If your wellness strategy is a vehicle, pay close attention to the dashboard to assess key gauges on program outcomes

Over the last three months, I've questioned the validity of health risk assessments and the ability of biometric-screening data to powerfully track wellness program performance. This has prompted many readers to ask, "So what do you suggest instead?" If you think that tracking wellness program performance, return-on-investment and cause-and-effect is impossible, think again.

If your wellness vision is something like, "To effectively compete in our market by having the healthiest employees," and your wellness strategy and programs are the vehicle that will help you reach this vision, then the mission you need to be on is to change the things that improve employee health. A healthy, balanced scorecard borrows a tool from Dr. Robert Kaplan and David Norton, who developed the performance management strategy to help companies track their progress towards their corporate vision. We've found that the same tool, applied specifically to a company's wellness strategy, produces equally valuable results.

 

Driving toward wellness results

If your wellness vision is the destination and your wellness strategy is the vehicle, the healthy scorecard is the dashboard that tells you how fast you're going, how much fuel is left, and other critical data about how your vehicle's performance. Chart 1 illustrates the relationship between these elements.

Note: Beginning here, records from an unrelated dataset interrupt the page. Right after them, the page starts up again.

PR #418, opened 2025-09-07
fix: enhance config file watcher to handle Kubernetes ConfigMap updates

evir35:
This commit addresses issue #352 by improving the config file watcher to properly handle file recreation scenarios common in Kubernetes ConfigMap updates.

Key changes:
- Add symlink resolution tracking to detect when symlink targets change
- Track real config path changes between events to catch ConfigMap updates
- Add resolve_symlink() helper method for proper symlink target resolution
- Enhanced event filtering to detect both direct file changes and symlink retargeting

The implementation is inspired by Viper's approach to config watching (https://github.com/spf13/viper/blob/b74c7ee1e5e999f16bc2b904608815a59241b316/viper.go#L318) which uses similar symlink resolution techniques.

### DIFF
--- a/crates/agentgateway/src/state_manager.rs
+++ b/crates/agentgateway/src/state_manager.rs
@@ -1,8 +1,9 @@
-use std::path::{Path, absolute};
+use std::path::{absolute, Path, PathBuf};
 use std::time::Duration;
 
 use agent_core::prelude::*;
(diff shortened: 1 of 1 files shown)


howardjohn (approved):
thank you!

howardjohn (approved):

You want to see the most important information with the least effort, see what's important (when it's important) and make sure that warning lights and important indicators are working properly and tell the truth about what's going on with the vehicle. If you're lucky enough to have a navigation system as part of your dashboard, you want it to be easy to read, give you directions well in advance and change your route as traffic arises or when new and better routes become available.

With that analogy in mind, what should our wellness program's balanced scorecard, or dashboard, look like? Chart 2 summarizes my view on how the ideal scorecard should appear to any company serious about getting results.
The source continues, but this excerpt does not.